# NoVA, DC owners - groomer recommendations



## Barbara Levy (Apr 22, 2016)

I am not too far from needing to have Loki's needing a feet and sanitary trim. Does anyone in the Northern Virginia/DC area have groomer recommendations? Thanks.


----------



## Lisa T. (Feb 5, 2015)

Hi Barbara,

We live in Northern Virginia and I take Rudy to Vienna Pet Spaw. They are great.


----------



## articshark (Apr 4, 2016)

Barbara- after reading a lot on this forum, I found a groomer that lets me pay extra for express service so Java doesn't wait at all. And have an open grooming area where I can stay and watch as long as she doesn't freak out. And even if she does, I can step outside and see inside. The entire grooming area with the exception of the shampoo room is in a large open area where everyone can see what everyone else is doing... mostly me.

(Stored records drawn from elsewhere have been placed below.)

PR #142, opened 2016-01-16
Add Money exchange

sagikazarmark:
Support money exchange services with third-party data sources.

Added https://github.com/florianv/swap as a default implementation.

This also seem to solve florianv/swap#15. Although it is not a separate library, but I think still flexible from Money point of view: one is not tied to a specific implementation.


umpirsky:
:+1:

florianv:
:+1:

Issue #141, opened 2016-01-16
Load currency list once in ISO Currencies


sagikazarmark:

umpirsky:
@sagikazarmark Thanks, I am on it. :+1:

sagikazarmark:
:+1:

PR #144, opened 2016-01-16
Fixed issue #141

umpirsky:


sagikazarmark:
Even better what I thought. Currencies are not loaded when not used.

sagikazarmark:
Don't worry about the failing tests, it is caused because of some bad phpunit configuration. I will fix that.

umpirsky:
@sagikazarmark Thanks! :+1:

I tried another one prior to this one, but I liked Featherle in Chantilly. They have 3 locations with varying services at each location. I don't need training or boarding or anything so I chose the one nearest my house. The second groomer was almost double the first one, but my piece of mind felt it was well worth the cost. In and out took Java about 45 minutes.


----------



## Hanna (Feb 25, 2016)

Aw sorry don't have any idea! Hope you find it soon good luck for your searching.


----------